PR #506, opened 2021-01-11
ENH AWS remove availibity zone group from the setting up instance

maikia:
by setting availability zone group we are limiting our possible resources, therefore it is better not to set it.


agramfort:
REGION_NAME_FIELD is still used somewhere?

maikia:
Yes:
https://github.com/paris-saclay-cds/ramp-board/blob/b2bd7e398c27a9a3842d087c301ba07a393f46e4/ramp-engine/ramp_engine/aws/api.py#L897

agramfort:
Thx

PR #512, opened 2021-04-09
MAINT Add missing pip dependency in ci_tools/environment_iris_kit.yml

rth:
I have recently seen some CI failures in https://github.com/paris-saclay-cds/ramp-board/pull/476 which should be unrelated to that PR, so opening a separate PR to investigate.

### DIFF
--- a/ci_tools/environment_iris_kit.yml
+++ b/ci_tools/environment_iris_kit.yml
@@ -5,5 +5,6 @@ dependencies:
   - numpy
   - scikit-learn
   - pandas
+  - pip
   - pip:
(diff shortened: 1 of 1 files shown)


rth:
OK, in the end it was a transient issue with OpenML https://github.com/openml/OpenML/issues/1092 while downloading iris data from there (https://github.com/ramp-data/iris/issues/1).

This PR now contains only a very minor fix to avoid warning about missing pip dependency when creating the conda env.

kegl:
Thanks a lot @rth!

Issue #516, opened 2021-04-30
Server backup procedure


rth:
So think there are 3 main points necessairy to perform a server backup, 

## Full backup

 1. the PostgreSQL DB, probably with doing an [SQL Dump](https://www.postgresql.org/docs/9.1/backup-dump.html). Currently ~121GB on the main server (but likely many duplicate files). 
 2. the ramp_deployment folder (including the submissions). Currently 250GB on the main server. Submissions might not be strictly necessary. 
 3. conda envs to facilitate re-deployment. Currently 24GB.

These backups can then be copied into some cloud storage, for instance with [rclone](https://rclone.org/) 

Ideally with encryption, particularly for the DB.

## Full backup

The last two points can probably be done incrementally. Less sure about the first one.

agramfort:
sounds good !

>

PR #120, opened 2019-01-16
MAINT: cleanup old files

glemaitre:

PR #521, opened 2021-05-12
DOC Database migrations with flask-migrate & alembic

rth:
This adds documentation on how to perform database migrations with [flask-migrate](https://github.com/miguelgrinberg/Flask-Migrate) (based on [alembic](https://pypi.org/project/alembic/)).

The actual alembic migration files should be committed to an instance dependent repository. For instance for https://ramp.studio that would be https://github.com/agramfort/ramp-studio-maintenance (private). As far as I can tell there used to be such `migration/` folder previously as part of this repository https://github.com/paris-saclay-cds/ramp-board/pull/120

I'm not sure: has anyone done migrations on the ramp.studio server in the last few years cc @maikia @glemaitre @agramfort? Did you also used flask-migrate or alembic directly?

I can't find any mentions that leaving that `Migrate` call in the app definition is counter-indicated, but otherwise we could also put it behind some env variable.

The end goal with more systematic backups #516 is allow making DB migrations less exceptional (and risky). 

*Note:* the CI might fail due to a new flask 2.0 release and because of unpinned dependencies. Will look into that separately.

### DIFF
--- a/doc/server-maintenance.rst
+++ b/doc/server-maintenance.rst
@@ -1,0 +1,26 @@
+##################
+Server maintenance
+##################
+
+Database migrations
+-------------------
+
+Please follow the
+`flask-migrate <https://flask-migrate.readthedocs.io/en/latest/>`_ documentation
+to perform database migrations.
+
+Note that the corresponding migration files **should not** be added to the
+ramp-board repository but rather to a separate per-instance git repository.
+
+You may need to add the following file to this repository,
+
+.. code:: python
+
+    from ramp_frontend.wsgi import make_app
+
+    app = make_app("<path to the config.yaml>")
+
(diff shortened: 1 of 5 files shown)


glemaitre:
I did it when we migrated the previous database and I think I used Alembic.
I remember to have kept the old files related to migration in a legacy repository: https://github.com/paris-saclay-cds/ramp-board-legacy/tree/master/migrations

rth:
Thanks for the input @glemaitre . Actually yes, just having a separate `app.py` for migrations as was done in that repo is better. This means that this becomes a purely documentation PR with no code changes.

agramfort (approved):

agramfort:
thx @rth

# # # # # # #

:: Directions for this task ::
Say how many lines in the records hold the string "missing". Give no other words.

:: Solution to this task ::
2